In the first step of the new data science workflow, we need key stakeholders and decision-makers to help frame important business objectives. This lays the framework for valuable problem-solving. Stakeholders can assist with defining the objective, strategy, and key question to answer with ML, as well as how and when to take action once we have answers.
Then, data scientists can happily clickety-clack away at their desks to figure out what data to gather and where and how to get it. Alongside gaining insight into the data pipeline, data scientists can also help with model validation—a critical step in the success of a machine learning initiative, perhaps the most critical step at which to utilize the mythical and highly-sought data scientist unicorn. This is their natural habitat, and you will often find they thrive here.
But—this is important—they don’t have to do everything else and they don’t even have to do those steps alone . They should certainly play a role in understanding business objectives, and through data democratization, analysts can readily assist with data exploration, collection, and structuring. With the addition of AutoML like Big Squid’s Kraken, a support team of analysts can shoulder a lot of the load, freeing up the bottleneck, and allowing for faster, easier, more effective machine learning across the board. Analysts, and sometimes other data science roles, can help with model building, assessment, and refinement. They can also help and the prediction and adoption phase with deployment, integration, and assessment.
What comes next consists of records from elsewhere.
PR #94, opened 2018-06-12
Add parser for sysfs devices/system/cpu/...

SuperQ:
* Add parser for `devices/system/cpu/cpu*/cpufreq/...`.
* Add helper `util.ReadUintFromFile()`.
* Move `sysReadFile()` helper from `sysfs` to `internal/util`.

### DIFF
--- a/internal/util/parse.go
+++ b/internal/util/parse.go
@@ -15,8 +15,10 @@ package util
 
 import (
 	"io/ioutil"
+	"os"
 	"strconv"
 	"strings"
+	"syscall"
 )
 
 // ParseUint32s parses a slice of strings into a slice of uint32s.
@@ -59,4 +61,27 @@ func ReadUintFromFile(path string) (uint64, error) {
 		return 0, err
 	}
 	return value, nil
+}
+
+// sysReadFile is a simplified ioutil.ReadFile that invokes syscall.Read directly.
+// https://github.com/prometheus/node_exporter/pull/728/files
+func SysReadFile(file string) ([]byte, error) {
+	f, err := os.Open(file)
+	if err != nil {
+		return nil, err
+	}
+	defer f.Close()
+
+	// On some machines, hwmon drivers are broken and return EAGAIN.  This causes
+	// Go's ioutil.ReadFile implementation to poll forever.
+	//
+	// Since we either want to read data or bail immediately, do the simplest
+	// possible read using syscall directly.
+	b := make([]byte, 128)
+	n, err := syscall.Read(int(f.Fd()), b)
+	if err != nil {
+		return nil, err
+	}
+
+	return b[:n], nil
 }
--- a/internal/util/parse.go
+++ b/internal/util/parse.go
@@ -51,6 +51,7 @@ func ParseUint64s(ss []string) ([]uint64, error) {
 	return us, nil
 }
 
+// ReadUintFromFile reads a file and attempts to parse a uint64 from it.
 func ReadUintFromFile(path string) (uint64, error) {
 	data, err := ioutil.ReadFile(path)
 	if err != nil {
@@ -63,7 +64,7 @@ func ReadUintFromFile(path string) (uint64, error) {
 	return value, nil
 }
 
-// sysReadFile is a simplified ioutil.ReadFile that invokes syscall.Read directly.
+// SysReadFile is a simplified ioutil.ReadFile that invokes syscall.Read directly.
 // https://github.com/prometheus/node_exporter/pull/728/files
 func SysReadFile(file string) ([]byte, error) {
 	f, err := os.Open(file)
--- a/internal/util/parse.go
+++ b/internal/util/parse.go
@@ -13,7 +13,11 @@
 
 package util
 
-import "strconv"
+import (
+	"io/ioutil"
+	"strconv"
+	"strings"
+)
 
 // ParseUint32s parses a slice of strings into a slice of uint32s.
 func ParseUint32s(ss []string) ([]uint32, error) {
@@ -43,4 +47,16 @@ func ParseUint64s(ss []string) ([]uint64, error) {
 	}
 
 	return us, nil
+}
+
+func ReadUintFromFile(path string) (uint64, error) {
+	data, err := ioutil.ReadFile(path)
+	if err != nil {
+		return 0, err
+	}
+	value, err := strconv.ParseUint(strings.TrimSpace(string(data)), 10, 64)
+	if err != nil {
+		return 0, err
+	}
+	return value, nil
 }
--- a/internal/util/parse.go
+++ b/internal/util/parse.go
@@ -14,6 +14,7 @@
 package util
 
 import (
+	"bytes"
 	"io/ioutil"
 	"os"
 	"strconv"
@@ -62,10 +63,10 @@ func ReadUintFromFile(path string) (uint64, error) {
 
 // SysReadFile is a simplified ioutil.ReadFile that invokes syscall.Read directly.
 // https://github.com/prometheus/node_exporter/pull/728/files
-func SysReadFile(file string) ([]byte, error) {
+func SysReadFile(file string) (string, error) {
 	f, err := os.Open(file)
 	if err != nil {
-		return nil, err
+		return "", err
 	}
 	defer f.Close()
 
@@ -77,8 +78,8 @@ func SysReadFile(file string) ([]byte, error) {
 	b := make([]byte, 128)
 	n, err := syscall.Read(int(f.Fd()), b)
 	if err != nil {
-		return nil, err
+		return "", err
 	}
 
-	return b[:n], nil
+	return string(bytes.TrimSpace(b[:n])), nil
 }
--- a/internal/util/parse.go
+++ b/internal/util/parse.go
@@ -57,11 +57,7 @@ func ReadUintFromFile(path string) (uint64, error) {
 	if err != nil {
 		return 0, err
 	}
-	value, err := strconv.ParseUint(strings.TrimSpace(string(data)), 10, 64)
-	if err != nil {
-		return 0, err
-	}
-	return value, nil
+	return strconv.ParseUint(strings.TrimSpace(string(data)), 10, 64)
 }
 
 // SysReadFile is a simplified ioutil.ReadFile that invokes syscall.Read directly.
--- a/sysfs/system_cpu.go
+++ b/sysfs/system_cpu.go
@@ -24,9 +24,15 @@ import (
 
 // SystemCpuCpufreq contains stats from devices/system/cpu/cpu[0-9]*/cpufreq/...
 type SystemCpuCpufreq struct {
-	CurrentFrequency uint64
-	MinimumFrequency uint64
-	MaximumFrequency uint64
+	CurrentFrequency   uint64
+	MinimumFrequency   uint64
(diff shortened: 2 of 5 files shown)


SuperQ:
Ping @mdlayher :-)

mdlayher:
Ack, sorry, out of town. Will try to get to this on Monday.

sysfs/system_cpu.go
```diff
@@ -0,0 +1,143 @@
...
+// NewSystemCpufreq returns CPU frequency metrics for all CPUs.
+func (fs FS) NewSystemCpufreq() (SystemCpufreq, error) {
+	cpus, err := filepath.Glob(fs.Path("devices/system/cpu/cpu[0-9]*"))
+	if err != nil {
+		return SystemCpufreq{}, err
+	}
+
+	systemCpufreq := SystemCpufreq{}
+	for _, cpu := range cpus {
+		_, cpuName := filepath.Split(cpu)
```
discordianfish: Any reason to not use filepath.Base() instead?

SuperQ: Oh, no reason, just overlooked.

SuperQ:
Hrm, tests are failing due to something else:
```
# honnef.co/go/tools/lint/lintutil
../../../honnef.co/go/tools/lint/lintutil/util.go:273: undefined: types.SizesFor
make: *** [/home/travis/gopath/bin/staticcheck] Error 2
```

SuperQ:
@grobie Poke? Please? 😀

sysfs/system_cpu.go
```diff
@@ -0,0 +1,143 @@
...
+	TransitionLatency  uint64
+	AvailableGovernors string
+	Driver             string
+	Govenor            string
+	RelatedCpus        string
+	SetSpeed           string
+}
+
+// SystemCpufreq is a collection of SystemCpuCpufreq for every CPU.
+type SystemCpufreq map[string]SystemCpuCpufreq
```
mdlayher: Since there are no methods on this type, I'd remove the type.

sysfs/system_cpu.go
```diff
@@ -0,0 +1,143 @@
...
+	"fmt"
+	"os"
+	"path/filepath"
+	"strings"
+
+	"github.com/prometheus/procfs/internal/util"
+)
+
+// SystemCpuCpufreq contains stats from devices/system/cpu/cpu[0-9]*/cpufreq/...
+type SystemCpuCpufreq struct {
```
mdlayher: *CPU throughout, as golint will mention too.

sysfs/system_cpu.go
```diff
@@ -0,0 +1,143 @@
...
+	fs, err := NewFS(DefaultMountPoint)
+	if err != nil {
+		return nil, err
+	}
+
+	return fs.NewSystemCpufreq()
+}
+
+// NewSystemCpufreq returns CPU frequency metrics for all CPUs.
+func (fs FS) NewSystemCpufreq() (SystemCpufreq, error) {
```
mdlayher: TBH I think my preference would be to return a slice with the CPU's name as a member of the structure.  Maps are usually a little gross in APIs.

sysfs/system_cpu.go
```diff
@@ -0,0 +1,143 @@
...
+	systemCpufreq := SystemCpufreq{}
+	for _, cpu := range cpus {
+		cpuName := filepath.Base(cpu)
+		cpuNum := strings.TrimPrefix(cpuName, "cpu")
+
+		cpufreq := SystemCpuCpufreq{}
+		cpuCpufreqPath := filepath.Join(cpu, "cpufreq")
+		if _, err := os.Stat(cpuCpufreqPath); os.IsNotExist(err) {
+			continue
+		} else {
```
mdlayher: You're continuing above, so drop the else entirely and remove a level of indentation from this whole block.

sysfs/system_cpu.go
```diff
@@ -0,0 +1,143 @@
...
+	}
+
+	systemCpufreq := SystemCpufreq{}
+	for _, cpu := range cpus {
+		cpuName := filepath.Base(cpu)
+		cpuNum := strings.TrimPrefix(cpuName, "cpu")
+
+		cpufreq := SystemCpuCpufreq{}
+		cpuCpufreqPath := filepath.Join(cpu, "cpufreq")
+		if _, err := os.Stat(cpuCpufreqPath); os.IsNotExist(err) {
```
mdlayher: Need to handle the default "err != nil" case.

sysfs/system_cpu.go
```diff
@@ -0,0 +1,143 @@
...
+			continue
+		} else {
+			if _, err = os.Stat(filepath.Join(cpuCpufreqPath, "scaling_cur_freq")); err == nil {
```
mdlayher: Nit: I'd personally go with a loop with the file names as the slice elements over if/else if.

sysfs/system_cpu.go
```diff
@@ -0,0 +1,143 @@
...
+			}
+			systemCpufreq[cpuNum] = cpufreq
+		}
+	}
+
+	return systemCpufreq, nil
+}
+
+func parseCpufreqCpuinfo(prefix string, cpuPath string) (SystemCpuCpufreq, error) {
+	current, err := util.ReadUintFromFile(filepath.Join(cpuPath, prefix+"_cur_freq"))
```
mdlayher: Nit: you can probably shorten this up some by using loops for all of the types that need "ReadUintFromFile" and then "SysReadFile".

sysfs/system_cpu.go
mdlayher: My personal preference would be a slice with field Name in both cases.  Maps can be clunky to use and the undefined map iteration order behavior bites a lot of people on a regular basis.

internal/util/parse.go
```diff
@@ -44,3 +50,39 @@ func ParseUint64s(ss []string) ([]uint64, error) {
...
 	return us, nil
 }
+
+// ReadUintFromFile reads a file and attempts to parse a uint64 from it.
+func ReadUintFromFile(path string) (uint64, error) {
+	data, err := ioutil.ReadFile(path)
+	if err != nil {
+		return 0, err
+	}
+	value, err := strconv.ParseUint(strings.TrimSpace(string(data)), 10, 64)
```
mdlayher: Nit: you could just `return strconv.ParseUint(/* ...  */)` at this point.

sysfs/system_cpu.go
```diff
@@ -0,0 +1,159 @@
...
+	TransitionLatency  uint64
+	AvailableGovernors string
+	Driver             string
+	Govenor            string
+	RelatedCpus        string
+	SetSpeed           string
+}
+
+// SystemCpufreq is a collection of SystemCPUCpufreq for every CPU.
+type SystemCpufreq map[string]SystemCPUCpufreq
```
mdlayher: Did you see my previous thought?

> Since there are no methods on this type, I'd remove the type.

internal/util/parse.go
```diff
@@ -44,3 +50,39 @@ func ParseUint64s(ss []string) ([]uint64, error) {
...
+	//
+	// Since we either want to read data or bail immediately, do the simplest
+	// possible read using syscall directly.
+	b := make([]byte, 128)
+	n, err := syscall.Read(int(f.Fd()), b)
+	if err != nil {
+		return nil, err
+	}
+
+	return b[:n], nil
```
mdlayher: Since it seems like a common need, we could `bytes.TrimSpace` on the return value here too.

sysfs/system_cpu.go
```diff
@@ -0,0 +1,159 @@
...
+	TransitionLatency  uint64
+	AvailableGovernors string
+	Driver             string
+	Govenor            string
+	RelatedCpus        string
+	SetSpeed           string
+}
+
+// SystemCpufreq is a collection of SystemCPUCpufreq for every CPU.
+type SystemCpufreq []SystemCPUCpufreq
```
mdlayher: Since this type has no methods, I would probably remove it and just return the slice directly.

sysfs/system_cpu.go
```diff
@@ -0,0 +1,159 @@
...
+			return SystemCpufreq{}, err
+		}
+		cpufreq.Name = cpuNum
+		systemCpufreq = append(systemCpufreq, *cpufreq)
+	}
+
+	return systemCpufreq, nil
+}
+
+func (s SystemCpufreq) parseCpufreqCpuinfo(prefix string, cpuPath string) (*SystemCPUCpufreq, error) {
```
mdlayher: Here's an idea to tighten up this function: https://play.golang.org/p/T35yJhQlsmZ

Same logic could apply to the SysReadFile parts with a second loop.

sysfs/system_cpu.go
```diff
@@ -0,0 +1,159 @@
...
+	"fmt"
+	"os"
+	"path/filepath"
+	"strings"
+
+	"github.com/prometheus/procfs/internal/util"
+)
+
+// SystemCPUCpufreq contains stats from devices/system/cpu/cpu[0-9]*/cpufreq/...
+type SystemCPUCpufreq struct {
```
mdlayher: Nit: I would go with something like `SystemCPUFrequency` as that's more human friendly than the Linux directory name.

sysfs/system_cpu.go
SuperQ: It does now. `func (s SystemCpufreq) parseCpufreqCpuinfo(...)`

sysfs/system_cpu.go
SuperQ: Ahh, good idea.

SuperQ:
@mdlayher Any other issues to fix up?

sysfs/system_cpu.go
SuperQ: I prefer the literal Linux names most of the time.

mdlayher:
Sorry, not much spare time this week.  @grobie and @discordianfish ?

sysfs/system_cpu.go
discordianfish: I think @mdlayher means getting rid of `SystemCpufreq` and returning `[]SystemCPUCpufreq` instead and I agree on that.

sysfs/system_cpu.go
discordianfish: tbh, I don't like either of these names. The name should convey what this is about. So maybe (System)CPUStats?

SuperQ: I strongly prefer to use the names we get from Linux, this is the least surprising mapping between the library and the kernel.

discordianfish: I get where you're coming from but if you just look at the code without knowing the linux names it's just hard to read. Let's append at least `Stats` or something because this struct isn't a "frequency" then?

internal/util/parse.go
SuperQ: Also returning it as a `string` makes sense.

SuperQ:
Ok, I've cleaned up a bunch of things. I think I've resolved all the comments, PTAL.

metalmatze:
Looking at this I can't find any issues regarding the Go code itself (except some nits that don't change anything, probably personal preference). As I said earlier today, I'm not an expert when it comes to these internal APIs.
So LGTM.

SuperQ:
@discordianfish Any last issues?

Then they can help even more with prescriptive analysis, building a deeper action plan based on the model’s insights, and then again with value assessment.
At Big Squid, we can help you verify your readiness for machine learning then help put your business on a fast track to success toward your machine learning initiatives with guidance down the path of the new data science workflow. Our team can help you find out which questions ML can answer based on key business objectives, then supercharge your efforts by providing the AutoML software to support your journey (and your data scientists).
AutoML like Kraken empowers data analysts across the entire data science workflow to make notable impacts and take on a much greater role in the machine learning process both by simplifying that process and augmenting the skills of the analysts. Analysts basically become “citizen” data scientists, freeing up the actual data scientists to do only the most high-level, targeted work—streamlining the whole process from the ground up. With a good data science workflow accompanied by AutoML, everyone goes up a level. Achievement unlocked: AI simplified. Smarter decisions, faster.